Hey im new to this forum. I have a stock prairie 360 i want to put bigger tires on. Can anyone that has a prairie post a pic on this thread so i can see what they look like with different tire setups. Im 13 and cant wait to upgrade to a brute!


----------



## Bootlegger (Dec 18, 2008)

Just make sure to change your clutch springs as well. On your 360 I would change them if you go up one size. You have one tough bike. I really like the 360's. Congrats and I hope this helps you out some. If you need any help let any of us know. We will be more than happy to help you. Welcome to the forum.


----------



## muddigger360 (Dec 22, 2010)

Thanks! i have heard of the different "color" springs. Which one should i get?


----------



## Bootlegger (Dec 18, 2008)

muddigger360 said:


> Thanks! i have heard of the different "color" springs. Which one should i get?


It all depends on what tires you get. The springs are cheap...only $20 from EPI and are easy to install. You can install them yourself. After you pick a tire let me know and I can help more on the spring then.

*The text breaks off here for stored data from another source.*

PR #7389, opened 2026-07-19
Clarify return type guidance for operator []=

### LINKED ISSUE #7252: In "DON'T specify a return type for a setter", note that "[]=" is also a setter
### Page URL

https://dart.dev/effective-dart/design#dont-specify-a-return-type-for-a-setter

### Describe the problem

A user-defined `[]=` operator behaves like a setter when it comes to return type: If you write a return type, the only type you can write is `void`. Therefore, there's no point in writing a return type.

Thus, this guideline applies equally well to `[]=` operators and should note that. See https://github.com/dart-lang/sdk/issues/62621 for more context.

enlorik:
Clarifies that `operator []=` follows the same return-type guidance as setters.
Adds matching bad and good examples and keeps their source excerpts in sync.

Fixes #7252


conooi (approved):
Thanks for the contribution @enlorik! This is a great addition following Bob's issue. I pushed a quick commit to refresh the code excerpts so the CI check passes. 

LGTM!

PR #7405, opened 2026-07-24
Fix overly specific type promotion description (#7395)

### LINKED ISSUE #7395: Overly specific type promotion characterization
### Page URL

https://dart.dev/tools/non-promotion-reasons

### Page source

https://github.com/dart-lang/site-www/blob/main/src/content/tools/non-promotion-reasons.md

### Describe the problem

At the beginning of this page, it says

> [Type promotion](https://dart.dev/null-safety/understanding-null-safety#type-promotion-on-null-checks) occurs when flow analysis can soundly confirm a variable with a [nullable type](https://dart.dev/null-safety/understanding-null-safety#non-nullable-and-nullable-types) is not null, and that it will not change from that point on.

This description outlines a number of situations where promotions can occur, but they may also occur when each of those things are false:

- A type promotion may change the type of a local variable `v` to any subtype (e.g., from `num` to `int`), not just from a nullable type to the corresponding non-nullable type. For example: `num n = 1; n as int;` promotes `n` to `int`.
- A local variable can be promoted in spite of the fact that it's changed later on. For example:

```dart
void main() {
  num n = 1; 
  n as int; // `n` is promoted to `int`.
  n = 1.5; // `n` is demoted to `num` and immediately promoted to `double`.
}
```

### Expected fix

Perhaps:

```markdown
[Type promotion][] occurs when flow analysis can soundly confirm
that a variable with a type `T` actually refers to an object of a subtype
`S` of `T`. The type of this variable will then be promoted to `S`.
As a special case, the variable may have a [nullable type][], and
flow analysis may confirm that it is *not null*. The variable is then
promoted to have the corresponding non-nullable type.
```

### Additional context

_No response_

conooi:
Fixes https://github.com/dart-lang/site-www/issues/7395

### DIFF
--- a/src/content/tools/non-promotion-reasons.md
+++ b/src/content/tools/non-promotion-reasons.md
@@ -6,8 +6,11 @@ description: >-
 ---
 
 [Type promotion][] occurs when flow analysis can soundly confirm
-a variable with a [nullable type][] is *not null*, and
-that it will not change from that point on.
+that a variable with a type `T` actually refers to an object of a subtype
+`S` of `T`. The type of this variable will then be promoted to `S`.
+As a special case, the variable may have a [nullable type][], and
+flow analysis may confirm that it is *not null*. The variable is then
+promoted to have the corresponding non-nullable type.
 Many circumstances can weaken a type's soundness,
 causing type promotion to fail.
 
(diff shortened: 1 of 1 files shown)


eernstg (approved):
LGTM, including the adjustment suggested by Gemini!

What kinda riding are you doing? All mud, Mud & trail, or all trails?


----------



## muddigger360 (Dec 22, 2010)

Mostly trail but mud every chance i get. I want something that will wear really well on hardpark and do good in the mud. How do the gators wear? Could i go with a 27 or just go up one size to a 26. I would get outlaws if they were cheaper.


----------



## Bootlegger (Dec 18, 2008)

If it was mine In Gators I would stay with 26 but in the Zilla's I would go up to 27's cause they are very light. They two sets of 27 Zilla's I had wore great. I have never owned Gators...but my friends who have really liked them and they wore fairly well for the tread design they have. Another great tire IMO...for what type of riding you do is the Swamplite. I loved the ones I had.


----------



## gpinjason (Nov 10, 2009)

I'll try to get a pic of my buddys 360.. He has 2" lift, 30" mudlights, and wheel spacers... He had to modify the floorboards to clear the 30's though... He ran 27" dirt devils for a couple years with no issues... Stock clutching


Sent from my iPod touch using Tapatalk


----------



## muddigger360 (Dec 22, 2010)

I looked at them to a buddy of mine has them and they went places mudlites wouldnt go. What size would you recomend in the swamplites. Mudthrowers have the best prices ive seen.


----------



## muddigger360 (Dec 22, 2010)

Thanks Jason. Is it still plenty stable with the 2in. lift? What tools are required to add wheel spacers? Also do you think 28s would fit without having to make changes to the floorboards or plastic?


----------



## phreebsd (Dec 16, 2004)

longest prairie 360 pic thread around

http://www.nyrocatv.com/forum.cgi?viewtopic=9968


----------



## muddigger360 (Dec 22, 2010)

Cool you dont see many modified prairies.


----------



## phreebsd (Dec 16, 2004)

especially this modded


----------



## muddigger360 (Dec 22, 2010)

haha Yeah somebody put some money in that 4 wheeler.


----------



## gpinjason (Nov 10, 2009)

muddigger360 said:


> Thanks Jason. Is it still plenty stable with the 2in. lift? What tools are required to add wheel spacers? Also do you think 28s would fit without having to make changes to the floorboards or plastic?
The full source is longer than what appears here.